*Exercise brief*.
From the entries, return every line where the string "returned" shows up.

═══ Material for this task

PR #83, opened 2024-12-07
Add TI HDC302x Sensor Support

gsexton:


maruel (approved):
Wow really cool! Thanks!

Dang the check failure in https://github.com/periph/devices/actions/runs/12216048416/job/34078745883?pr=83 is real but it's totally unrelated to your change. It's a data race in driver scd4x. Filed https://github.com/periph/devices/issues/84

gsexton:
> Wow really cool! Thanks!
> 
> Dang the check failure in https://github.com/periph/devices/actions/runs/12216048416/job/34078745883?pr=83 is real but it's totally unrelated to your change. It's a data race in driver scd4x. Filed #84

We crossed paths. The same race was happening in this branch. Also, there was a general race condition in the logic of the test that I found while doing hdc302x, so I fixed it in scd4x.

PR #86, opened 2024-12-20
ep0099: optionally read device state on new

freman:
Add new structure (Opts) and 2 new methods (NewWithOpts, ReadStates) to provide the ability to load the state from the device instead of simply resetting the device on start.

Promoted Reset() to be a public function so it can be called to reset the state if required.


maruel (approved):
Thanks!

PR #87, opened 2025-01-10
ina219: restructure so voltage can be returned even if power/current invalid

### LINKED ISSUE #73: ina219: Overflow bit indicates a math overflow error
**Describe the bug**
In [`ina219.go`](https://github.com/periph/devices/blob/main/ina219/ina219.go#L115-L122) there's a check for the overflow flag respresented in the voltage register. This error reads `bus voltage register overflow`. This is a misnomer.

This register is documented in the [datasheet](https://www.ti.com/lit/gpn/ina219) as follows:
<details>

</details>

```
Math Overflow Flag

The Math Overflow Flag (OVF) is set when the Power or Current calculations are out of range. It indicates that
current and power data may be meaningless.
```

This flag indicates not an overflow in the voltage register, but an overflow in the power and current registers, which are read out later in the code.

This is unfortunate, because the data in the voltage register is completely valid in such a state. The problem would be a misconfiguration in the calibration register, causing the internal calculations from shunt voltage to current and power to fail. The sad thing about this, is that a lot of precision is lost in this conversion, as the registers the chip is working with are very small (16 bits). I'd like to retrieve the Voltage value, and do the calculations myself in the code instead of on the chip.

**Expected behavior**
I would like the library to clarify the error message, and ideally provide a way to retrieve the measured full-scale voltage and shunt voltage regardless of this calculation overflow.

Personally I also think this library would be more useful calculating the current/power itself instead of relying on the chip, but that's out of the scope of this specific request.

**Additional context**
Device datasheet: https://www.ti.com/lit/gpn/ina219

gsexton:
Fixes #73

I would have wrapped the errors returned since I know that's what you prefer, but the tests would have been pretty broken and I didn't see a straight-forward repair.

### DIFF
--- a/ina219/ina219.go
+++ b/ina219/ina219.go
@@ -99,44 +99,48 @@ const (
 )
 
 // Sense reads the power values from the ina219 sensor.
-func (d *Dev) Sense() (PowerMonitor, error) {
+func (d *Dev) Sense() (pm PowerMonitor, err error) {
 	d.mu.Lock()
 	defer d.mu.Unlock()
 
-	var pm PowerMonitor
-
 	shunt, err := d.m.ReadUint16(shuntVoltageRegister)
 	if err != nil {
-		return PowerMonitor{}, errReadShunt
+		err = errReadShunt
+		return
 	}
 	// Least significant bit is 10µV.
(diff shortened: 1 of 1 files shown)


maruel (approved):
Thanks!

══════

*Output*.
ina219: restructure so voltage can be returned even if power/current invalid
I would have wrapped the errors returned since I know that's what you prefer, but the tests would have been pretty broken and I didn't see a straight-forward repair.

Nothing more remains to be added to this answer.